What the exercise asks = Word for word, restate the lines from the start of the data down to the line with "The new implementation", both included.

Materials provided =
PR #6478, opened 2026-08-20
TRUNK-6696: Cache PrivilegeListener lookup instead of scanning Spring contexts on every privilege check

IamMujuziMoses:

The new implementation makes listener lookups use cached lists while invalidating the caches whenever the application context changes, preserving discovery of listeners contributed by modules.

Listener lookups previously called `getBeansOfType()` repeatedly, requiring Spring to search the application and module contexts even when the listener registrations had not changed. This is particularly expensive for `PrivilegeListener`, which is involved in frequent privilege checks.

### Changes

* Added caching for `PrivilegeListener` and `UserSessionListener` in `UserContext`.
* Added cache invalidation on `ContextRefreshedEvent`.
* Added caching for `HttpSessionListener` in the web-layer listener.
* Added web-layer cache invalidation on context refresh.
* Cleared listener caches during shutdown.
* Added tests for caching, empty results, immutability, and cache invalidation.

## Issue I worked on

see https://issues.openmrs.org/browse/TRUNK-6696

  No? -> execute above command

### DIFF
--- a/api/src/main/java/org/openmrs/api/cache/RegisteredListenerCache.java
+++ b/api/src/main/java/org/openmrs/api/cache/RegisteredListenerCache.java
@@ -1,0 +1,31 @@
+/**
+ * This Source Code Form is subject to the terms of the Mozilla Public License,
+ * v. 2.0. If a copy of the MPL was not distributed with this file, You can
+ * obtain one at http://mozilla.org/MPL/2.0/. OpenMRS is also distributed under
+ * the terms of the Healthcare Disclaimer located at http://openmrs.org/license.
+ *
+ * Copyright (C) OpenMRS Inc. OpenMRS is a registered trademark and the OpenMRS
+ * graphic logo is a trademark of OpenMRS Inc.
+ */
+package org.openmrs.api.cache;
+
+import org.openmrs.api.context.ServiceContext;
+import org.slf4j.Logger;
+import org.slf4j.LoggerFactory;
+import org.springframework.context.ApplicationListener;
+import org.springframework.context.event.ContextRefreshedEvent;
+import org.springframework.stereotype.Component;
+
+@Component
+public class RegisteredListenerCache implements ApplicationListener<ContextRefreshedEvent> {
+
+	private static final Logger log = LoggerFactory.getLogger(RegisteredListenerCache.class);
+
+	@Override
+	public void onApplicationEvent(ContextRefreshedEvent event) {
+		if (ServiceContext.isInstantiated()) {
+			log.debug("Clearing registered listener cache after context refresh");
+			ServiceContext.getInstance().clearCachedListeners();
+		}
+	}
+}
--- a/api/src/main/java/org/openmrs/api/cache/RegisteredListenerCache.java
+++ b/api/src/main/java/org/openmrs/api/cache/RegisteredListenerCache.java
@@ -9,13 +9,19 @@
  */
 package org.openmrs.api.cache;
 
-import org.openmrs.api.context.ServiceContext;
+import org.openmrs.api.context.UserContext;
 import org.slf4j.Logger;
 import org.slf4j.LoggerFactory;
 import org.springframework.context.ApplicationListener;
 import org.springframework.context.event.ContextRefreshedEvent;
 import org.springframework.stereotype.Component;
 
+/**
+ * Clears the cached listener registrations whenever the application context is refreshed, ensuring
+ * listeners contributed by the refreshed context are not served from a stale cache.
+ *
+ * @since 2.8.10
+ */
 @Component
 public class RegisteredListenerCache implements ApplicationListener<ContextRefreshedEvent> {
 
@@ -23,9 +29,7 @@ public class RegisteredListenerCache implements ApplicationListener<ContextRefre
 
 	@Override
 	public void onApplicationEvent(ContextRefreshedEvent event) {
-		if (ServiceContext.isInstantiated()) {
-			log.debug("Clearing registered listener cache after context refresh");
-			ServiceContext.getInstance().clearCachedListeners();
-		}
+		log.debug("Clearing registered listener cache after context refresh");
+		UserContext.clearCachedListeners();
 	}
 }
--- a/api/src/main/java/org/openmrs/api/context/ServiceContext.java
+++ b/api/src/main/java/org/openmrs/api/context/ServiceContext.java
@@ -20,6 +20,8 @@ import java.util.Set;
 import java.util.concurrent.ConcurrentHashMap;
 
 import org.aopalliance.aop.Advice;
+import org.openmrs.PrivilegeListener;
+import org.openmrs.UserSessionListener;
 import org.openmrs.api.APIException;
 import org.openmrs.api.AdministrationService;
 import org.openmrs.api.CohortService;
@@ -128,6 +130,17 @@ public class ServiceContext implements ApplicationContextAware {
 	}
 
 	/**
+	 * Listener types whose registered components are cached because they are looked up on hot paths.
+	 */
+	private static final Set<Class<?>> CACHED_LISTENER_TYPES = Set.of(PrivilegeListener.class, UserSessionListener.class);
+
+	/**
+	 * Cached registered listener components, replaced atomically whenever the cache is updated or
+	 * cleared.
+	 */
+	private volatile Map<Class<?>, List<?>> cachedListeners = Collections.emptyMap();
+
+	/**
 	 * There should only be one ServiceContext per openmrs (java virtual machine). This method should be
 	 * used when wanting to fetch the service context Note: The ServiceContext shouldn't be used
 	 * independently. All calls should go through the Context
@@ -187,6 +200,7 @@ public class ServiceContext implements ApplicationContextAware {
 
 		if (ServiceContextHolder.instance != null) {
 			ServiceContextHolder.instance.applicationContext = null;
+			ServiceContextHolder.instance.clearCachedListeners();
 
 			if (ServiceContextHolder.instance.moduleOpenmrsServices != null) {
 				ServiceContextHolder.instance.moduleOpenmrsServices.clear();
@@ -887,11 +901,50 @@ public class ServiceContext implements ApplicationContextAware {
 	 * @return a List of all registered Beans that are valid instances of the passed type
 	 * @since 1.5
 	 */
-
 	public <T> List<T> getRegisteredComponents(Class<T> type) {
+		if (CACHED_LISTENER_TYPES.contains(type)) {
+			return getCachedListeners(type);
+		}
+
 		Map<String, T> m = getRegisteredComponents(applicationContext, type);
 		log.trace("getRegisteredComponents({}) = {}", type, m);
 		return new ArrayList<>(m.values());
+	}
+
+	/**
+	 * Clears cached listener registrations so that listeners from the current application and module
+	 * contexts are discovered again after a context refresh.
+	 *
+	 * @since 3.0.0
+	 */
+	public void clearCachedListeners() {
+		cachedListeners = Collections.emptyMap();
+	}
+
+	@SuppressWarnings("unchecked")
+	private <T> List<T> getCachedListeners(Class<T> type) {
+		List<?> cached = cachedListeners.get(type);
+		if (cached != null) {
+			return (List<T>) cached;
+		}
+
+		synchronized (this) {
+			cached = cachedListeners.get(type);
+			if (cached != null) {
+				return (List<T>) cached;
+			}
+
+			Map<String, T> components = getRegisteredComponents(applicationContext, type);
+			List<T> listeners = Collections.unmodifiableList(new ArrayList<>(components.values()));
+
+			Map<Class<?>, List<?>> newCachedListeners = new HashMap<>(cachedListeners);
+			newCachedListeners.put(type, listeners);
+			cachedListeners = Collections.unmodifiableMap(newCachedListeners);
+
+			log.trace("Cached registered listeners of type {}: {}", type, listeners);
+
+			return listeners;
+		}
 	}
 
 	/**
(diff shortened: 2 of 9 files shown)


IamMujuziMoses:
@dkayiwa @ibacher @jwnasambu could you please review this PR, your feedback will be appreciated.

api/src/main/java/org/openmrs/api/context/ServiceContext.java
```diff
@@ -187,6 +200,7 @@ public static void destroyInstance() {
 
 		if (ServiceContextHolder.instance != null) {
 			ServiceContextHolder.instance.applicationContext = null;
+			ServiceContextHolder.instance.clearCachedListeners();
```
jwnasambu:
```suggestion
ServiceContextHolder.instance.clearCachedListeners();
ServiceContextHolder.instance.applicationContext = null;;
```
The current order nulls applicationContext first, then clears the cache. A thread concurrently inside getCachedListeners at line 937 (Map<String, T> components = getRegisteredComponents(applicationContext, type)) would hit a NullPointerException when trying to traverse the now-null context hierarchy. Clearing the cache first ensures no new lookups start before the context is removed.

web/src/test/java/org/openmrs/web/ListenerTest.java
```diff
@@ -0,0 +1,77 @@
...
+	 */
+	@Test
+	public void onApplicationEvent_shouldClearHttpSessionListeners() {
+		RegisteredHttpSessionListenerCache cache = applicationContext.getBean(RegisteredHttpSessionListenerCache.class);
+
+		cache.onApplicationEvent(new ContextRefreshedEvent(applicationContext));
+
+		// The event handler should invalidate the Listener cache.
+		assertNotNull(cache);
+	}
```
jwnasambu, line 139: Kindly assertNotNull(cache) only checks that the @Component bean exists. It does not verify that clearHttpSessionListeners() was actually called. The test will pass even if RegisteredHttpSessionListenerCache.onApplicationEvent is empty.

```suggestion
	@Test
public void onApplicationEvent_shouldClearHttpSessionListeners() {
    List<HttpSessionListener> first = listener.getHttpSessionListeners();
    assertFalse(first.isEmpty());

    RegisteredHttpSessionListenerCache cache = applicationContext.getBean(RegisteredHttpSessionListenerCache.class);
    cache.onApplicationEvent(new ContextRefreshedEvent(applicationContext));

    List<HttpSessionListener> second = listener.getHttpSessionListeners();
    assertNotSame(first, second);
}
```

api/src/main/java/org/openmrs/api/cache/RegisteredListenerCache.java
```diff
@@ -0,0 +1,31 @@
...
+
+import org.openmrs.api.context.ServiceContext;
+import org.slf4j.Logger;
+import org.slf4j.LoggerFactory;
+import org.springframework.context.ApplicationListener;
+import org.springframework.context.event.ContextRefreshedEvent;
+import org.springframework.stereotype.Component;
+
+@Component
+public class RegisteredListenerCache implements ApplicationListener<ContextRefreshedEvent> {
```
ibacher, line 26: Why do we need this component? Why not just make the `ServiceContext` itself an `ApplicationListener`?

api/src/main/java/org/openmrs/api/context/ServiceContext.java
```diff
@@ -887,13 +901,52 @@ public boolean isRefreshingContext() {
...
 		Map<String, T> m = getRegisteredComponents(applicationContext, type);
 		log.trace("getRegisteredComponents({}) = {}", type, m);
 		return new ArrayList<>(m.values());
 	}
 
+	/**
+	 * Clears cached listener registrations so that listeners from the current application and module
+	 * contexts are discovered again after a context refresh.
+	 *
+	 * @since 3.0.0
```
ibacher: Intention is to backport this.

```suggestion
	 * @since 2.8.10
```

api/src/main/java/org/openmrs/api/context/ServiceContext.java
```diff
@@ -127,6 +129,17 @@ private ServiceContextHolder() {
...
+	/**
+	 * Listener types whose registered components are cached because they are looked up on hot paths.
+	 */
+	private static final Set<Class<?>> CACHED_LISTENER_TYPES = Set.of(PrivilegeListener.class, UserSessionListener.class);
+
+	/**
+	 * Cached registered listener components, replaced atomically whenever the cache is updated or
+	 * cleared.
+	 */
+	private volatile Map<Class<?>, List<?>> cachedListeners = Collections.emptyMap();
```
ibacher: `Collections.emptyMap()` should almost never be used as an initial value. See [the JavaDoc](https://docs.oracle.com/javase/8/docs/api/java/util/Collections.html#emptyMap--) for what that actually does...

api/src/main/java/org/openmrs/api/context/ServiceContext.java
ibacher, line 1: I don't think that implementing this on the `ServiceContext` is the right thing to do _at all_. It's only in the `UserContext` that we currently reference these `PrivilegeListener`s and `UserSessionListener`s and _that's_ where the cache belongs. By caching things here, you add unnecessary steps to most uses of `getRegisteredComponents()` and spread things around quite a bit.

ibacher (changes requested):
Thanks @IamMujuziMoses! This needs some major refactoring I've tried to outline in the comments.

api/src/main/java/org/openmrs/api/cache/RegisteredListenerCache.java
IamMujuziMoses: Thanks @ibacher for the reviews, I’ve moved the listener caches out of `ServiceContext` and into `UserContext`, so I kept this as a separate component to invalidate those caches on context refresh rather than making `ServiceContext` responsible for `UserContext`-specific behavior.

api/src/main/java/org/openmrs/api/context/ServiceContext.java
IamMujuziMoses: Right thanks. I’ve removed the `Collections.emptyMap()` initialization and changed the cache to use `null` to represent an uninitialized cache.

api/src/main/java/org/openmrs/api/context/ServiceContext.java
IamMujuziMoses: Right. I’ve moved the listener-specific caching out of `ServiceContext` and into `UserContext`. `getRegisteredComponents()` is now left as a general-purpose lookup without the additional listener-specific caching logic.

web/src/test/java/org/openmrs/web/ListenerTest.java
```diff
@@ -0,0 +1,119 @@
...
+	 * @see Listener#getHttpSessionListeners()
+	 */
+	@Test
+	public void getHttpSessionListeners_shouldCacheEmptyListeners() {
+		List<HttpSessionListener> first = listener.getHttpSessionListeners();
+		List<HttpSessionListener> second = listener.getHttpSessionListeners();
+
+		assertTrue(first.isEmpty());
+		assertSame(first, second);
+	}
```
dkayiwa, line 89: Neither of these two ever reaches the cache. Nothing sets `openmrsStarted` before they run, so both calls return on the `if (!openmrsStarted)` early path and `assertSame(first, second)` ends up comparing `Collections.emptyList()` with itself. I put a probe in rather than guessing: inside both tests `Listener.isOpenmrsStarted()` is false and the list handed back is the `Collections.emptyList()` singleton.

That leaves the `Listener` half of the change with nothing behind it. I deleted the caching out of `getHttpSessionListeners()`, left everything else in the PR alone, and all four tests in this class still passed, so nothing here would notice if the caching disappeared.

The setter you already added is enough to fix it. I ran the version below both ways: it passes against the `getHttpSessionListeners()` in this PR and fails against an uncached one.

```suggestion
	@Test
	public void getHttpSessionListeners_shouldCacheListeners() {
		try (MockedStatic<Context> contextMock = Mockito.mockStatic(Context.class)) {
			contextMock.when(() -> Context.getRegisteredComponents(HttpSessionListener.class))
			        .thenReturn(Collections.singletonList(Mockito.mock(HttpSessionListener.class)));

			Listener.setOpenmrsStarted(true);

			List<HttpSessionListener> first = listener.getHttpSessionListeners();
			List<HttpSessionListener> second = listener.getHttpSessionListeners();

			assertSame(first, second);
			contextMock.verify(() -> Context.getRegisteredComponents(HttpSessionListener.class), times(1));
		} finally {
			Listener.setOpenmrsStarted(false);
		}
	}

	/**
	 * @see Listener#getHttpSessionListeners()
	 */
	@Test
	public void getHttpSessionListeners_shouldCacheEmptyListeners() {
		try (MockedStatic<Context> contextMock = Mockito.mockStatic(Context.class)) {
			contextMock.when(() -> Context.getRegisteredComponents(HttpSessionListener.class))
			        .thenReturn(Collections.emptyList());

			Listener.setOpenmrsStarted(true);

			List<HttpSessionListener> first = listener.getHttpSessionListeners();
			List<HttpSessionListener> second = listener.getHttpSessionListeners();

			assertTrue(first.isEmpty());
			assertSame(first, second);
			contextMock.verify(() -> Context.getRegisteredComponents(HttpSessionListener.class), times(1));
		} finally {
			Listener.setOpenmrsStarted(false);
		}
	}
```

api/src/main/java/org/openmrs/api/context/UserContext.java
```diff
@@ -681,7 +702,21 @@ protected Integer getDefaultLocationId(User user) {
...
+			synchronized (UserContext.class) {
+				listeners = privilegeListeners;
+
+				if (listeners == null) {
+					listeners = Collections
+					        .unmodifiableList(new ArrayList<>(Context.getRegisteredComponents(PrivilegeListener.class)));
+					privilegeListeners = listeners;
+				}
+			}
+		}
```
dkayiwa, line 710: The double checked locking is doing less here than it looks. The field is volatile and the value is idempotent, so two threads racing on a cold cache would each build the same list and the second write would be harmless. That is exactly the reasoning behind the lock-free version you wrote in `Listener.getHttpSessionListeners()`.

What it does cost is that a cold-cache privilege check now holds a JVM-wide monitor across a Spring bean factory call. `getBeansOfType(Class)` compiles down to `getBeansOfType(type, true, true)` and then calls `getBean(name, type)` per match (I read the bytecode in spring-beans 7.0.9), so it can instantiate beans while `UserContext.class` is held. That is the reverse of the lock order taken by any bean initialization that performs a privilege check, and privilege checking is the path this ticket is about.

Your call, but I would drop the synchronized block here and in `notifyUserSessionListener` below. The `new ArrayList<>(...)` copy can go with it, since `ServiceContext.getRegisteredComponents` already hands back a fresh list, which is why `Listener` wraps the result directly. I applied the change below to both methods and the api tests pass.

```suggestion
		List<PrivilegeListener> listeners = privilegeListeners;

		if (listeners == null) {
			listeners = Collections.unmodifiableList(Context.getRegisteredComponents(PrivilegeListener.class));
			privilegeListeners = listeners;
		}
```

api/src/main/java/org/openmrs/api/context/ServiceContext.java
```diff
@@ -887,7 +887,6 @@ public boolean isRefreshingContext() {
 	 * @return a List of all registered Beans that are valid instances of the passed type
 	 * @since 1.5
 	 */
-
 	public <T> List<T> getRegisteredComponents(Class<T> type) {
```
dkayiwa, line 891: This blank line, and the one added at the end of `ServiceContextTest`, are all that survives of the earlier `ServiceContext` version of the cache. Both files now show up in the diff without changing any behavior, which drags `ServiceContext` back into review for nothing. Could you drop both, so the PR only touches the files it actually changes?

```suggestion

	public <T> List<T> getRegisteredComponents(Class<T> type) {
```

web/src/main/java/org/openmrs/web/RegisteredHttpSessionListenerCache.java
```diff
@@ -0,0 +1,23 @@
...
+ * graphic logo is a trademark of OpenMRS Inc.
+ */
+package org.openmrs.web;
+
+import org.springframework.context.ApplicationListener;
+import org.springframework.context.event.ContextRefreshedEvent;
+import org.springframework.stereotype.Component;
+
+@Component
+public class RegisteredHttpSessionListenerCache implements ApplicationListener<ContextRefreshedEvent> {
```
dkayiwa, line 23: This class has no Javadoc at all, while `RegisteredListenerCache` at least documents its handler. Two lines on why it exists would save the next reader a trip through `Listener`: that it clears the static `HttpSessionListener` cache when a module start or stop refreshes the context, and that it lives in `web` rather than next to `RegisteredListenerCache` because `Listener` is not reachable from the api module. That second half is the answer you gave to the question on the other component, and it is worth having in the code rather than only in the PR discussion. An `@since` would be good too, given this is heading for 2.8.10.

web/src/test/java/org/openmrs/web/ListenerTest.java
IamMujuziMoses: Thanks @dkayiwa for the reviews, . I’ve updated both tests and applied the suggestions.

api/src/main/java/org/openmrs/api/context/UserContext.java
IamMujuziMoses: Right. I’ve removed the synchronized blocks and applied the suggestions.

web/src/main/java/org/openmrs/web/RegisteredHttpSessionListenerCache.java
IamMujuziMoses: Right thanks, I’ve added class-level `Javadoc` explaining that it clears the `HttpSessionListener` cache after a context refresh.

Expected answer =
PR #6478, opened 2026-08-20
TRUNK-6696: Cache PrivilegeListener lookup instead of scanning Spring contexts on every privilege check

IamMujuziMoses:

The new implementation makes listener lookups use cached lists while invalidating the caches whenever the application context changes, preserving discovery of listeners contributed by modules.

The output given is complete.